_Data entries_:

▬▬▬▬▬▬▬▬▬▬

PR #273, opened 2021-09-08
Only upload builds to PyPI once

berndverst:
# Description

Only upload builds to PyPI once


wcs1only (approved):
Thanks for fixing this!

wcs1only (approved):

▬▬▬▬▬▬▬▬▬▬

Every entry needs to be copied again, word for word.

PR #273, opened 2021-09-08
Only upload builds to PyPI once

berndverst:
# Description

Only upload builds to PyPI once


wcs1only (approved):
Thanks for fixing this!

wcs1only (approved):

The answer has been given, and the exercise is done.